恨意在霍加道出真相的那一刻就在心里生了根。
明镜山本就该死,二哥被他折磨成那样,他更该死了。
可是无论怎么恨他,都无法忘记明玉那张天真无邪的脸。
“殿下做事有他的原则,你所谓的草芥,他根本不屑去杀。反倒是明镜山,该死不该死的,只要拦住自己的路,都要祸害一番。”
“陆姑娘。”霍加叫她陆姑娘,像还不熟稔时那样,“高处不胜寒,二殿下这一生孤苦,殿下又何尝不是?我犯了错,把这个秘密告诉你,是不希望你因为明家的人跟殿下闹别扭。”
“殿下的母亲偏爱陛下,沈姑娘为了权势离开了,最疼爱的弟弟也离他而去,现在连你都走了。他心里不爽,却也只说尊重你,让我送你一程,在暗处照顾你。”
霍加觉得自己是个嘴笨的,不知道讲什么好话,就一味的把知道的东西说出来,然后小心翼翼劝她两句。
他想,要是自己的脑子再灵活点,嘴巴再会说点就好了。
他说了很多,没有偏袒谁,只是将这些年的事说出来。
他觉得嘉言不该因为明府的人跟殿下不和,殿下那么喜欢她。
那碗饺子,霍加始终记在心里,他希望陆姑娘一生无忧,过万人之上的生活。
可是嘉言听了他的话,没有任何反应。
“对不起,我逾越了。
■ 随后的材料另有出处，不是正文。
Issue #956, opened 2021-12-04
Allow Maven Badges to be filtered


hypherionmc:
### Request details

It would be useful to have a way to "filter" artifacts when using the badges api.

Say I have a deployment with multiple versions (like a minecraft mod for example) with the following version numbers:

1.16.5-1.2
1.17.1-2.1
1.18-1.0

then the filter would allow you to show the latest artifact starting with '1.16.5' or '1.17.1'

PR #980, opened 2021-12-13
GH-956 allow versions to be filtered

WithoutAName25:
If you have something that should be implemented differently just write me. It might be also useful to add a filter to show only `alpha`, `beta` or `release` versions, but I think that should be in a second pull request if we want to implement this.

### DIFF
--- a/reposilite-backend/src/main/kotlin/com/reposilite/badge/BadgeFacade.kt
+++ b/reposilite-backend/src/main/kotlin/com/reposilite/badge/BadgeFacade.kt
@@ -2,7 +2,7 @@ package com.reposilite.badge
 
 import com.reposilite.badge.api.LatestBadgeRequest
 import com.reposilite.maven.MavenFacade
-import com.reposilite.maven.api.LookupRequest
+import com.reposilite.maven.api.VersionLookupRequest
 import com.reposilite.web.http.ErrorResponse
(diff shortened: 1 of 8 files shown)


dzikoysk:
Thanks for PR! ❤️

”霍加以为是自己多言,赶紧闭嘴。
“霍加。”一直看着前方,沉默了许久的嘉言终于开口,“我……”
“马换好了,我们走吧。”霍加去牵马,等马车停在身边,嘉言却又不急着走了。
“还有什么事需要我办的?”
嘉言犹豫了一下,说:“可能,要麻烦你回头了。”
霍加眼中闪过一丝诧异。
嘉言说:“我有些话想问问他。”
霍加听后没有多问,脸上又恢复了平静,只道了声好,打开车门示意她上车。
嘉言心里过意不去,上了车还不忘说声:“抱歉,让你白跑这么久。”
*
淮生过世后,嘉言有过很多次要离开的念头,最后不但没走成,还稀里糊涂成了婚。她总觉得没了二哥在,跟陆平生的日子过不好。以前怕他,后来不敢面对他,也不知道为什么,他明明长得那么俊,可每次撞上他的目光,都会莫名其妙心慌。
因为落雨村,因为红袖,因为明玉,两人之间的误会太多太多。
这些年二哥把她都惯坏了,冲他甩脸子的事放在从前是想都不敢想的。她一直在误会他,连一句解释都不曾听过,可是,出了任何事,他依然会毫不犹豫的给自己撑腰。
无论当初娶她是不是因为二哥,婚后陆平生确实对她还算不错,起码没有比二哥在世的时候差,甚至……更好点?
或许还是自己太年轻,在听到那些事时,失了理智,忘了思考,一味地把过错推给他,只想着逃离,却忽略了一点——能让二哥如此敬重的人,必不会是想象中的卑鄙小人。
她想回去跟他好好谈谈,顺便问问二哥的事。
二哥,是所有人遗憾。
一想到那个冰血琥珀般的美男子竟受了天大的折磨,她的心就隐隐作痛。
那时候他们一起逃去北朝,一路上二哥究竟受了多少苦?
可他宁可难受死也不说,还在拼命保护自己。
嘉言未曾有一刻忘记过他,此时想起来,只觉得心头发酸,眼眶发涩。